» **WHAT YOU HAVE TO DO**
Reproduce the first line of the entries that follow and each later line, word for word, ending with the one containing "RIS restores the".

» **RECORDS SUPPLIED**
Issue #732, opened 2022-06-11
Implement "Set warning-bell volume (DECSWBV), VT520."


christianparpart:
Implement this VT sequence.

```
CSI Ps SP t
       Set warning-bell volume (DECSWBV), VT520.
         Ps = 0  or 1  -> off.
         Ps = 2 , 3  or 4  -> low.
         Ps = 5 , 6 , 7 , or 8  -> high.
```

buggylintermachine:
Hey since this is similar to #733 I'd like to pick this up too

buggylintermachine:
Bumping this message for visibility. Not sure what the ETA usually is for responses but just wanted to make sure that the updates are being seen.

PR #2100, opened 2026-08-30
vtbackend: implement DECSWBV, the VT520 warning-bell-volume sequence

buggylintermachine:
Adds BellVolume {Off, Low, High} (vtbackend/core/Primitives.hpp) and Terminal::setWarningBellVolume, and wires CSI Ps SP t up through Functions.hpp and impl::DECSWBV in Screen.cpp: Ps 0/1 selects Off, 2-4 Low, 5-8 High, anything else is ApplyResult::Invalid, and the parameterless form (minimumParameters = 0) is accepted rather than rejected.

RIS restores the factory volume in Terminal::hardReset(), and the GUI frontend scales the configured bell gain by the selected volume in TerminalSession::bell() (Off silences it, Low halves it, High leaves it unchanged).

Covered by three Screen_test.cpp cases pinning the Ps mapping, the parameterless default, and the RIS reset.

Implements #732.


buggylintermachine:
amended the commit with the changelog changes

buggylintermachine:
@Yaraslaut Please let me know if there are any issues. If not I'd would like to see if the workflow catches any issues.

buggylintermachine:
@christianparpart @Yaraslaut If you guys are busy are there any other contributors or maintainers I can ping to look into this PR? No rush at all for the PR. I just wanna make sure the PR isn't forgotten.

src/vtbackend/screen/Screen.cpp
```diff
@@ -3831,6 +3831,30 @@ namespace impl
...
+                    case 6:
+                    case 7:
+                    case 8: terminal.setWarningBellVolume(BellVolume::High); break;
+                    default: return ApplyResult::Invalid;
+                }
+                return ApplyResult::Ok;
+            }
+            else
+                return ApplyResult::Invalid;
+        }
```
Yaraslaut, line 3856: This case is not covered in unit tests, can we please add it

Yaraslaut (commented):
Thanks, looks good, one coverage is missing, i guess we need to make sure that ill-formed sequence will be properly handled

src/vtbackend/screen/Screen.cpp
buggylintermachine: Thanks for the catch. I will add this in later today.

buggylintermachine: Turns out that DECSWBV is registered with maximumParameters = 1 which means that Functions::select() does not take anymore than 1 param. In order to test the case I make a multi param call that bypasses the regular flow so it hits the switch with 2 params. 

DECSCUSR also has a similar gap. I can resolve that in a follow up PR. 

I also added another  DECSWBV case to test the behavior when default is hit  (Ps = 9).

Yaraslaut: thanks, for the investigation, would be great to also ensure behavior in the DECSCUSR

Yaraslaut (approved):
Thanks :)

buggylintermachine:
@christianparpart Hey! Just wanted to ping again for visibility so that this PR is on your radar.

christianparpart:
I'll review it today, sorry for the delay - apply anything on top (if needed at all), and then merge. Thank you very much already, @buggylintermachine :-)

buggylintermachine:
I'll get started on the margin bell volume changes as well.

christianparpart (approved):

» **TASK RESPONSE**
Issue #732, opened 2022-06-11
Implement "Set warning-bell volume (DECSWBV), VT520."


christianparpart:
Implement this VT sequence.

```
CSI Ps SP t
       Set warning-bell volume (DECSWBV), VT520.
         Ps = 0  or 1  -> off.
         Ps = 2 , 3  or 4  -> low.
         Ps = 5 , 6 , 7 , or 8  -> high.
```

buggylintermachine:
Hey since this is similar to #733 I'd like to pick this up too

buggylintermachine:
Bumping this message for visibility. Not sure what the ETA usually is for responses but just wanted to make sure that the updates are being seen.

PR #2100, opened 2026-08-30
vtbackend: implement DECSWBV, the VT520 warning-bell-volume sequence

buggylintermachine:
Adds BellVolume {Off, Low, High} (vtbackend/core/Primitives.hpp) and Terminal::setWarningBellVolume, and wires CSI Ps SP t up through Functions.hpp and impl::DECSWBV in Screen.cpp: Ps 0/1 selects Off, 2-4 Low, 5-8 High, anything else is ApplyResult::Invalid, and the parameterless form (minimumParameters = 0) is accepted rather than rejected.

RIS restores the factory volume in Terminal::hardReset(), and the GUI frontend scales the configured bell gain by the selected volume in TerminalSession::bell() (Off silences it, Low halves it, High leaves it unchanged).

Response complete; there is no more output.